Lead-acid storage batteries are commonly used in electrical systems of automotive vehicles to provide electric energy for operating starter motors to crank engines that power the vehicles. During running of an engine, an alternator that is driven by the engine keeps the battery recharged through an electric regulator. It is generally desirable for the battery to be located in proximity to the engine so that ohmic losses can be minimized during cranking when current draw on the battery is relatively high. Over time, the battery ages, and eventually reaches a point where it is incapable of sustaining sufficient charge to serve the needs of a vehicle.
Heat is a contributor to battery aging, and because an engine in an engine compartment can at times be a source of significant heat, various arrangements have heretofore been proposed to shield the battery from engine heat. For example, it is generally known to associate an engine intake system for an internal combustion engine with a storage battery so that the battery is shielded from heat via the intake airflow. Certain arrangements use blowers and/or other moving parts to accomplish this objective. It is believed that such components increase the cost of a battery protection system and that it would therefore be beneficial if meaningful battery protection could be accomplished without such components. One such passive structure is disclosed in U.S. Pat. No. 5,542,489 which is discussed below.
Referring now to FIG. 1, an engine compartment 10 of a vehicle includes a thermal chamber 12 for holding a battery 14. Thermal chamber 12 receives air via an inlet opening (not shown) through either an ambient air duct 16 or through a hot air duct 18. Air entering thermal chamber 12 exits via an outlet opening 19 through outlet duct 20 which is coupled at a first end to the outlet opening 19 and at a second end to an engine air intake 22. Ambient air duct 16 receives air via convection from outside of the engine compartment 10 and transports the air, which is at a temperature substantially equal to the outside air temperature, into the thermal chamber 12. Hot air duct 18 is coupled to an exhaust manifold (not shown) of the engine to receive heated exhaust gas produced by the engine. Air travelling through thermal chamber 12 is filtered by air filter 24 before entering outlet duct 20. The air filtered by filter 24 is sucked into the intake manifold 22 of the vehicle engine. Use of air ducts 16, 18 and 20 for transporting air to the intake manifold advantageously reduced components in the engine compartment, thus saving space and reducing cost.
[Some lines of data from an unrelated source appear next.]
PR #11682, opened 2014-10-21
Cookie check

raymondng:
Migrated 2 old endpoints to new actions
Decoupling fallback logic while setting userId
Very simple cookie sanity check in unit test (`PasswordTest` as it does explicit u/p authentication)
Obvious gap is testing with `SecureSocial` and FB/LNKD ... need to look into it a bit more

@andrewconner @eishay @2is10

### DIFF
--- a/kifi-backend/modules/common/app/com/keepit/common/controller/UserActions.scala
+++ b/kifi-backend/modules/common/app/com/keepit/common/controller/UserActions.scala
@@ -191,16 +191,18 @@ trait UserActions extends Logging { self: Controller =>
   }
 
   private def maybeSetUserIdInSession[A](userId: Id[User], res: Result)(implicit request: Request[A]): Result = {
-    userActionsHelper.getUserIdFromSession match {
-      case Success(userIdOpt) =>
-        userIdOpt match {
-          case Some(id) if id == userId => res
-          case _ => res.withSession(request.session + (KifiSession.FORTYTWO_USER_ID -> userId.toString))
-        }
-      case Failure(t) =>
-        log.error(s"[maybeSetUserIdInSession($userId)] Caught exception while retrieving userId from kifi cookie", t)
-        res.withSession(request.session + (KifiSession.FORTYTWO_USER_ID -> userId.toString))
-    }
+    Play.maybeApplication.map { app =>
+      userActionsHelper.getUserIdFromSession match {
+        case Success(userIdOpt) =>
+          userIdOpt match {
+            case Some(id) if id == userId => res
+            case _ => res.withSession(request.session + (KifiSession.FORTYTWO_USER_ID -> userId.toString))
+          }
+        case Failure(t) =>
+          log.error(s"[maybeSetUserIdInSession($userId)] Caught exception while retrieving userId from kifi cookie", t)
+          res.withSession(request.session + (KifiSession.FORTYTWO_USER_ID -> userId.toString))
+      }
+    } getOrElse res
   }
 
   private def impersonate[A](adminUserId: Id[User], impersonateExtId: ExternalId[User])(implicit request: Request[A]): Future[UserRequest[A]] = {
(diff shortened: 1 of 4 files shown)


kifi-backend/modules/common/app/com/keepit/common/controller/UserActions.scala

A lid 26 which is mounted on the interior 27 of engine compartment hood 28 functions as a filter cover to seal the thermal chamber from air and dust in the engine compartment when the hood 28 is in a closed position. As seen in FIG. 1, opening of the engine compartment hood advantageously opens the thermal chamber 12, thus providing access to the battery as well as other engine components. Battery 14 is secured inside the thermal chamber 12 by way of a clamp 30 which is shaped to fit into a groove 32 on the battery. The clamp 30 is secured to the thermal chamber 12 by a bolt 34. A similar clamp mounted to the thermal chamber is positioned on the opposite side of the battery and fits into a groove similar to groove 32.
One shortcoming associated with the use of this type of system is that it can feed water and snow into the engine. The present disclosed embodiment advantageously reduces the amount of water and snow that reach the engine yet provides battery cooling.